By focusing on these six factors, Mashable should be able to better predict whether an article will be shared on social media. Moreover, Mashable can potentially increase the number of shares for each article by setting the value of each of these attributes such that it maximizes the chance that a reader will share that article.

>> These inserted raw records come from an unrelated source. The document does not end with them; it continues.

PR #444, opened 2026-07-29
Pair Kronos's empty-GUID inventory rejection with the pending item cast (#442)

### LINKED ISSUE #442: Item-use cast leaks into PendingNormalCasts and silently parks all on-GCD casting until relog

jameopotato:
Fixes #442. Root cause sealed live on 2026-07-29 (DebugOutput + PacketsLog on, deliberate reproduction).

## The complete chain, observed

```
14:34:37.089  CMSG_USE_ITEM press A forwarded (Mana Ruby)       qd_before=0
14:34:37.263  SPELL_START + SPELL_GO — server executes A, GO drains the queue
14:34:37.289  press B — a double-press straddling the GO by 26 ms — passes the
              now-empty dup guard and is forwarded                qd_before=0
14:34:37.473  Kronos rejects it: SMSG_INVENTORY_CHANGE_FAILURE
              result 23 (modern ItemNotFound), BOTH item GUIDs EMPTY
              raw wire: 17 | 00 00 | 00 00 | 00
14:34:38.089  spell.held_pending — every subsequent on-GCD press parked
...           cross-map teleport cures it: ResetInFlightCastState logs
              normal_casts_cleared = 1  (the leaked entry, counted by the cure)
```

Live-jam behavioural tests all matched prediction: off-GCD item uses still fire, ESC clears the button but not the state, no timer heals it, `/reload` doesn't fix it, same-MAP teleport (Searing Gorge → Ironforge, both map 0) doesn't fix it, cross-map (→ Darnassus, map 1) does.

## Why the entry was unreapable

`HandleInventoryChangeFailure` dequeues the pending cast **by item GUID** — an empty-GUID rejection matches nothing. The orphan then defeats every cleanup mechanism: unstarted (jams `HasForwardedPendingCast()` → `ForceHoldCast` silently parks every on-GCD press, no error text, until relog/map change), `IsOffGcd` since #345 (spared by `ClearNonStartedNormalCasts`), never `SPELL_FAILURE`-peeked (no `WatchdogDeadlineMs`), and a permanent `HasInFlightNormalCastForSpell` match (that item dead for the session).

Two rejection layers exist in the wild: the spell layer (`SPELL_FAILURE` + trailing `CAST_FAILED` — observed in the raid log at 12:25, self-healing) and the inventory layer (this one — leaked). The raid lockout at 12:41 and both of the original reporter's Ragnaros incidents fit the inventory layer.

## Change

When the GUID dequeue misses **and** the failure's GUIDs are empty, pair the rejection with the **oldest forwarded-unstarted item-use entry** (FIFO) and release its button with `DontReport`. Both wire variants of the handler. Deterministic packet pairing — the rejection is the server's answer to an outstanding use; when the GUID doesn't identify which, FIFO does. No timers.

**Known edge (documented on the method):** two different items in flight plus an *unrelated* empty-GUID inventory failure inside the one-RTT window can evict the wrong (healthy) entry. Cost: its later GO finds no queue match and forwards unmatched — cosmetic, self-limiting. The alternative is the permanent lockout.

**Backfill ordering (review Issue B, `4e502e13`):** the vanilla handler's pre-existing move-backfill rewrites empty wire GUIDs from the last forwarded bag move for 2 s — so the fallback gates on wire-GUID emptiness captured **before** that rewrite. Gating on the rewritten value would have silently disabled the fallback (and resurrected the lockout) whenever the rejection landed within 2 s of a bag shuffle.

**Empty-GUID guard (review Issue A, `a2510c55`):** `TryDequeueItemCast` now refuses an empty GUID outright. Spell entries leave `ItemGUID` at `default` (struct), so the plain `==` match paired `empty == empty` with the oldest unstarted **spell** entry — a spurious visible CastFailed for a healthy cast, and the real orphan surviving behind the `else if` whenever a spell entry was queued alongside it (exactly the raid shape). Anonymous rejections now always fall through to the FIFO fallback.

**Instrumentation, ungated** — the two blind spots that hid this for a week:
- `cast.item_use_rejected_by_inventory` (result code, `dequeued_via: guid|fifo_fallback`, evicted spell)
- `cast.result.discarded` (the status≠2 `CAST_FAILED` swallow — previously logged nowhere)

## History on this branch

The first attempt (collapse-at-GO, `b51692eb`) is reverted in `e1e1d295`: the CMSG-side dup guard makes pre-GO twins unreachable — confirmed live, one entry at the GO, press B arrived 26 ms after. Kept in history rather than force-pushed away.

## Tests

`ItemUseInventoryRejectionTests` — 9 cases: orphan dequeued; **both gates clear after eviction** (lockout + dead item); started entries never taken; spell entries never taken; FIFO order between two items; surrounding queue order preserved; empty queue safe; empty-GUID guid-dequeue matches nothing (Issue A pin — red without the guard); composed raid shape routes the rejection to the item, spell survives. Suite: **768/768.**

## Verification plan

The repro is now minutes — confirmed pre-fix on 2026-07-29: `/console maxfps 10`, then spam the gem across its own GO. The low framerate widens the straddle window from ~16 ms at 60 FPS to ~100 ms per frame (which is also why this hit in 40-man raids and resisted five solo repro sessions); that recipe produced the 14:34:37 lockout capture above. On this build the expected log is `cast.item_use_rejected_by_inventory` with `dequeued_via: fifo_fallback`, **no** `spell.held_pending`, casting uninterrupted, item usable after its cooldown.


jameopotato:
## Review — Request changes

Root-cause analysis and the FIFO pairing design are sound; tests pin the new primitive well; the release path reuses the field-proven malfunction-eviction pattern (`SpellPrepare` + `CastFailed(DontReport)`). Two correctness gaps found in the full enqueue/dequeue trace, both with precise fixes:

### Issue A — empty GUIDs never reach the fallback when a spell entry is queued
`WowGuid128` is a struct and a normal `CMSG_CAST_SPELL` enqueue never sets `ItemGUID`, so it stays `default`. `TryDequeueItemCast` matches by plain `==` — an **empty failure GUID matches the oldest unstarted spell entry** (`empty == empty`). Since the new fallback is an `else if` behind that call:

1. Queue = `[Frostbolt unstarted, gem-orphan]` (reachable: weave a cast, press the gem ~30ms later — both gates pass; or any off-GCD spell forwarded inside the one-RTT window).
2. Empty-GUID rejection → `TryDequeueItemCast(empty)` evicts the **Frostbolt** (wrong entry) with a visible spurious `CastFailed(SpellInProgress)`; its real `SPELL_START` later finds no queue match.
3. The `else if` never runs → **the orphan survives → the lockout still happens.**

The false-match is pre-existing, but 40-man raids — where both Ragnaros incidents occurred — are exactly where a concurrent unstarted entry is most likely: the fix works in the solo repro shape and silently degrades in the target shape.

**Required:** early `if (itemGuid.IsEmpty()) return false;` in `TryDequeueItemCast` (honest per its own doc comment; also fixes the pre-existing spurious spell-fail), plus a pinning test.

### Issue B — the keyring backfill masks the fallback (vanilla handler)
`HandleInventoryChangeFailureVanilla` backfills `failure.Item[0]` from `LastMoveItem0` when both wire GUIDs are empty and a bag move happened within 2s — the new `else if (failure.Item[0].IsEmpty() && ...)` then reads the **backfilled** value and skips the fallback. A #442 rejection landing within 2s of an unrelated bag move (mid-raid consumable shuffling) leaves the orphan jammed.

**Required:** capture `bool wireEmpty = failure.Item[0].IsEmpty() && failure.Item[1].IsEmpty();` **before** the backfill; gate the fallback on `wireEmpty`. Worst case becomes a benign double-action (client unlock for the move + silent orphan eviction), each self-limiting — same class as the PR's accepted two-items edge.

### Accepted as-is
- The two-items FIFO edge (documented, cosmetic, self-limiting) — right trade vs. permanent lockout.
- `cast.item_use_rejected_by_inventory` ungated (rejection-rate). `cast.result.discarded` ungated is acceptable but note it is proc-rate-bounded (07-17 incident: ~2s cadence under stuck-stun), not strictly press-rate — the chattiest of the new events if JSONL size ever matters.

After rework, the verification plan stands as written (low-FPS gem spam across own GO; expect `dequeued_via: fifo_fallback`, no `spell.held_pending`, item usable after cooldown).

https://claude.ai/code/session_01YKWSpntqMUYVpkoNUq8xs3

Issue #450, opened 2026-07-31
Killing white blow presents seconds late (floating text + swing sound after loot window) — trailing ATTACKER_STATE_UPDATE lands after #389's preempt stop


jameopotato:
## Report

v5.2.0-beta.2, 2026-07-31 ~09:39 session, warrior, no fps cap. Second-to-last mob of the session (a basilisk): the killing **white hit** — floating damage text **and** the swing impact sound — presented **after the mob died, after the player right-clicked the corpse, and after the loot window was open**. Felt severely out of order. This is the ghost-swing family reopened: PR #389 fixed the damage-less post-death ghost swing; this is a *real* hit presenting late in a case that fix didn't cover.

## Wire evidence (proven)

Session artifacts (local, reporter-held): `Logs/jimsproxy-20260731-092645.jsonl` + `PacketsLog/modern_42597_1785515213.pkt`.

Kronos sends the melee killing blow **after** its own kill packets. Legacy burst, all in the same millisecond (ts 1785515959885):

```
SMSG_ATTACK_STOP          (mob -> player)
SMSG_PARTY_KILL_LOG
SMSG_LOG_XP_GAIN
SMSG_ATTACKER_STATE_UPDATE (player -> basilisk, 215 dmg — the killing blow)
```

This inverted order is Kronos's norm for melee killing blows: **6 of 12 kills** this session have the killing ASU trailing PARTY_KILL_LOG by 0ms (the other 6 look like spell killing blows).

The proxy forwarded everything in order within the same tick, but the #389 preempt (`combat.attack_stop_preempted` — fired on all 12 kills) inserts itself between the kill and the hit. Modern wire order (from the .pkt, one tick, 1411609093):

```
SMSG_ATTACK_STOP    (mob -> player)                      [forwarded]
SMSG_PARTY_KILL_LOG                                       [forwarded]
SMSG_ATTACK_STOP    (player -> mob, NowDead=1)            [synth, #389 preempt]
SMSG_THREAT_CLEAR                                         [synth]
SMSG_LOG_XP_GAIN                                          [forwarded]
SMSG_ATTACKER_STATE_UPDATE (player -> mob, 215)           [forwarded — the late-presenting hit]
SMSG_THREAT_UPDATE / SMSG_HIGHEST_THREAT_UPDATE           [synth — see finding 3]
```

[...]

PR #452, opened 2026-07-31
Hold the ghost-swing preempt stop until after the killing-blow ASU (#450)

jameopotato:
Refs #450 (left open for field verification per process — close at the beta it ships in, once verified).

## Problem

Kronos sends the melee killing blow's `SMSG_ATTACKER_STATE_UPDATE` **after** `SMSG_PARTY_KILL_LOG` in the same burst — 6 of 12 kills in the #450 capture (`modern_42597_1785515213.pkt` + `jimsproxy-20260731-092645.jsonl`, kill ts 1785515959885). PR #389's preemptive `SMSG_ATTACK_STOP` (NowDead=1), emitted inline from the kill-log handler, therefore landed **between the kill and the hit** on the modern wire:

```
SMSG_ATTACK_STOP (mob→player)      forwarded
SMSG_PARTY_KILL_LOG                 forwarded
SMSG_ATTACK_STOP (player, NowDead)  ← #389 synth, inline
SMSG_LOG_XP_GAIN                    forwarded
SMSG_ATTACKER_STATE_UPDATE (215)    ← the killing blow, too late
```

The modern client, told its attack already stopped, re-plays the late hit as a fresh swing on the corpse — floating text + swing sound seconds later, after the loot window is already open (reporter observed both, no fps cap; wire delivery was ~200ms *before* the loot click, so the lateness is client presentation triggered by the ordering).

Secondary finding fixed here too: the trailing killing-blow damage re-created the dead mob's ThreatTracker list (`threat.emit` top_threat=172 *after* the kill-log `threat.clear`) and emitted `THREAT_UPDATE` + `HIGHEST_THREAT_UPDATE` for a corpse until the death values-update cleared it again ~20ms later.

## Fix

The preempt stop is now **armed** by `HandlePartyKillLog` (same `TryClearSettledAttackTargetOnDeath` gate — the #321 disjoint-state contract is untouched) and flushed by whichever trigger fires first:

| flush | trigger |
|---|---|
| `asu` | `HandleAttackerStateUpdate` forwarded the local player's hit on the armed victim — stop emitted right behind it (hit → stop, the natural order) |
| `drain` | receive loop: legacy socket has no more buffered packets (spell killing blows — no trailing hit); same read pass, sub-ms later than the old inline emit |
| `rearm` | a second kill armed before the first flushed (multi-kill burst) — older stop flushed immediately |
| (silent) | the server's own player `SMSG_ATTACK_STOP` echo consumes the armed stop — no duplicate |

`combat.attack_stop_preempted` keeps its name and gains the `flush` field. A mid-burst TCP segment boundary can only drain early, i.e. reproduce the old inline ordering — never anything worse.

ThreatTracker: `OnMobKilled` (kill-log path only) tombstones the guid and clears; `AddThreat`/`SetThreat`/`SetToTop` no-op while tombstoned (DebugOutput-gated `threat.dead_mob_add_ignored`). Any lifecycle signal for the guid — combat-state observation (either edge), destroy, leave-combat wipe, reset — disarms, so a respawned mob reusing the same creature guid is never blocked. Plain `ClearMob` (evade/leash) deliberately does not tombstone.

## Tests

- 14 new: `AttackStopPreemptOrderingTests` (7 — arm/consume/take state machine, multi-kill rearm, wrong-victim/wrong-attacker guards) + `ThreatDeadMobTombstoneTests` (7 — gate, evade-clear non-tombstone, all four disarm paths).
- Tombstone gate proven red-first: with the `AddThreat` gate disabled, the trailing-damage test fails exactly as the capture predicted.
- Full suite: **795/795**.

## Known limits / out of scope

- A pending stop surviving a world reconnect could emit one stale (harmless, NowDead) stop on the new connection.
- #450 finding 1 — the client no longer sends `CMSG_ATTACK_STOP` after kills, so Kronos keeps the server-side swing running (`ATTACKSWING_DEADTARGET` 0.6–3.6s after 8/12 kills) — is deliberately **not** here; it touches the #321 swing state machine and gets its own PR after this ships and is observed.

## Field verification

Melee killing blow + fast loot: the modern .pkt must show the ASU **before** the synthesized stop, JSONL shows `combat.attack_stop_preempted` with `flush:"asu"`, and the hit presents as the mob drops. Spell kills: `flush:"drain"`. `threat.dead_mob_add_ignored` replaces the post-kill threat resurrection.

https://claude.ai/code/session_01AzFxGSbHw1ECaaq31kdbNc


jameopotato:
## In-game verification 2026-08-12 — PASS (hold lifted, merged)

Fix build (`5.2.0-fix-450-preempt-stop-order.1+14`, session `jimsproxy-20260812-141139.jsonl`, 9 melee kills): `combat.attack_stop_preempted` **`flush:"asu"` 9/9** — the stop released behind the killing blow on every kill; kill→blow gap 0–6ms; **tombstone 9/9 with zero corpse-threat resurrections**. A 10th PARTY_KILL_LOG without a settled melee target correctly armed nothing. No drain/rearm fallbacks needed.

Same-hour stock control (`5.2.0-beta.2`, session `jimsproxy-20260812-142924.jsonl`, same mob camp): inline preempt (no `flush` field) on all 9 kills, and the tester observed the inverted presentation the fix removes — mob visibly in its dying animation before the final hit and damage render. Fix build: presentation clean; the first kill showed damage text a beat after death, which is Kronos's true announcement order (kill log before the blow packet, present on both builds) rather than the replay bug.

Residuals on both builds, out of scope per the PR body: `ATTACKSWING_DEADTARGET` forwarded 0.2–1.6s after **every** kill (9/9 this session — the post-#389 client never tells the server to stop swinging; follow-up PR), and the inherent death-before-damage announcement order.

#450 stays open for field observation at the beta this ships in.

Cluster Analysis and Segmentation

The Data

There are a total of 39,565 URLs in the data. Here are the responses for the first 10 URLs based on the six factors we chose in the Dimensionality Reduction stage:

n_non_stop_unique_tokens rate_negative_words self_reference_avg_sharess n_tokens_content abs_title_sentiment_polarity num_videos
0.73 0.20 3100.00 288 0.00 0
0.78 0.57 0.00 414 0.20 0
0.79 0.25 727.00 134 0.00 0
0.77 0.32 951.00 281 0.00 0
0.66 0.26 1300.00 499 0.00 0
0.59 0.22 0.00 268 0.00 0
0.55 0.19 3151.16 925 0.00 0
0.60 0.40 2700.00 261 0.10 0
0.70 0.00 0.00 306 0.33 0
0.67 0.25 20900.00 909 0.10 1

Summary Statistics

min 25 percent median mean 75 percent max std
n_non_stop_unique_tokens 0 0.63 0.69 0.67 0.75 1 0.15
rate_negative_words 0 0.19 0.28 0.29 0.38 1 0.16
self_reference_avg_sharess 0 983.00 2200.00 6409.49 5200.00 843300 24234.80
n_tokens_content 0 246.00 409.00 546.41 716.00 8474 471.23
abs_title_sentiment_polarity 0 0.00 0.00 0.16 0.25 1 0.23
num_videos 0 0.00 0.00 1.25 1.00 91 4.11

Scaled Summary Statistics

min 25 percent median mean 75 percent max std
n_non_stop_unique_tokens -4.37 -0.30 0.11 0 0.53 2.12 1
rate_negative_words -1.84 -0.66 -0.05 0 0.62 4.56 1
self_reference_avg_sharess -0.26 -0.22 -0.17 0 -0.05 34.53 1
n_tokens_content -1.16 -0.64 -0.29 0 0.36 16.82 1
abs_title_sentiment_polarity -0.69 -0.69 -0.69 0 0.42 3.73 1
num_videos -0.30 -0.30 -0.30 0 -0.06 21.83 1

Using Kmeans Clustering

We use Kmeans clustering to look for 3 clusters using the Lloyd Kmeans method. Here is the cluster membership for the first 10 URLs:

Observation Number Cluster_Membership
1 3
2 3
3 3
4 3
5 3
6 3
7 2
8 3
9 1
10 3

Interpreting the Segments

We compare the average responses for each segment with the population average:

Population Segment 1 Segment 2 Segment 3
n_non_stop_unique_tokens 0.67 0.69 0.48 0.72
rate_negative_words 0.29 0.29 0.24 0.30
self_reference_avg_sharess 6409.49 7785.53 4183.65 6666.43
n_tokens_content 546.41 499.43 1096.93 395.80
abs_title_sentiment_polarity 0.16 0.54 0.11 0.06
num_videos 1.25 1.67 2.35 0.80

To get a better picture of the magnitude of the differences, the segments are scaled:

Segment 1 Segment 2 Segment 3
n_non_stop_unique_tokens 0.03 -0.28 0.08
rate_negative_words 0.00 -0.16 0.05
self_reference_avg_sharess 0.21 -0.35 0.04
n_tokens_content -0.09 1.01 -0.28
abs_title_sentiment_polarity 2.49 -0.33 -0.64
num_videos 0.34 0.88 -0.36

Although there seems to be some differences between the three segments, after running the Kmeans clustering test numerous times it becomes clear that the segments are not very distinct. In other words, the distance between each segment is not that large. As such, it does not make much sense to segment the URLs based on these factors.